Check every line below for the string "fixes". Copy the ones that have it.

-*-

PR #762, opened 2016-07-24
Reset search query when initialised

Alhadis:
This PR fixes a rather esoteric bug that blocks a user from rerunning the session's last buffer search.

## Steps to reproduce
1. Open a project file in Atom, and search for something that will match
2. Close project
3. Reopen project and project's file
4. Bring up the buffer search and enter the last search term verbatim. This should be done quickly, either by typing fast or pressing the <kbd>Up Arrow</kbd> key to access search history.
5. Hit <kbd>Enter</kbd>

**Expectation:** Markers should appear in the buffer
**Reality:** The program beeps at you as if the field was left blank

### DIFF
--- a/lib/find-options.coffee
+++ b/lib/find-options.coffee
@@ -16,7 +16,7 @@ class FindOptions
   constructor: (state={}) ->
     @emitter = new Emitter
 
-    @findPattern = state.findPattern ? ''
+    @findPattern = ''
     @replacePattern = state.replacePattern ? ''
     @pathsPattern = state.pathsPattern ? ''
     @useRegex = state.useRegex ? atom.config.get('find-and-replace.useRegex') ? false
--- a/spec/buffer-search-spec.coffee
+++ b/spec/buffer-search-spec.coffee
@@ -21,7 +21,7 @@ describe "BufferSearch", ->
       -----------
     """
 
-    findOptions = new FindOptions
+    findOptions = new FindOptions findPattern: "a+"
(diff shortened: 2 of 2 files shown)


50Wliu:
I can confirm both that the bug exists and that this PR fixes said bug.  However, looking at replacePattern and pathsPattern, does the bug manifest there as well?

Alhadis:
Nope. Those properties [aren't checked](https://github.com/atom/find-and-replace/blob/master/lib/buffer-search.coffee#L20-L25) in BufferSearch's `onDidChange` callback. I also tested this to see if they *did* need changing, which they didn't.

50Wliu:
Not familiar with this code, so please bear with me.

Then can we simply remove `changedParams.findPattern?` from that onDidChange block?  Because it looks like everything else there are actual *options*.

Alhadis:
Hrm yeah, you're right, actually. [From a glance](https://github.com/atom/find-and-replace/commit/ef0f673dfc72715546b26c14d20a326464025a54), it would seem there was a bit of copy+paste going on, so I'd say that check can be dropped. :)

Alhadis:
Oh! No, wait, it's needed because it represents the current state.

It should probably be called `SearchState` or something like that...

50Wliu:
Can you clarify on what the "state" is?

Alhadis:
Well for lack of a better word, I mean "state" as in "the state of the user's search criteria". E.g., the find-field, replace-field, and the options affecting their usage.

-*-

- **Task response**
This PR fixes a rather esoteric bug that blocks a user from rerunning the session's last buffer search.
I can confirm both that the bug exists and that this PR fixes said bug.  However, looking at replacePattern and pathsPattern, does the bug manifest there as well?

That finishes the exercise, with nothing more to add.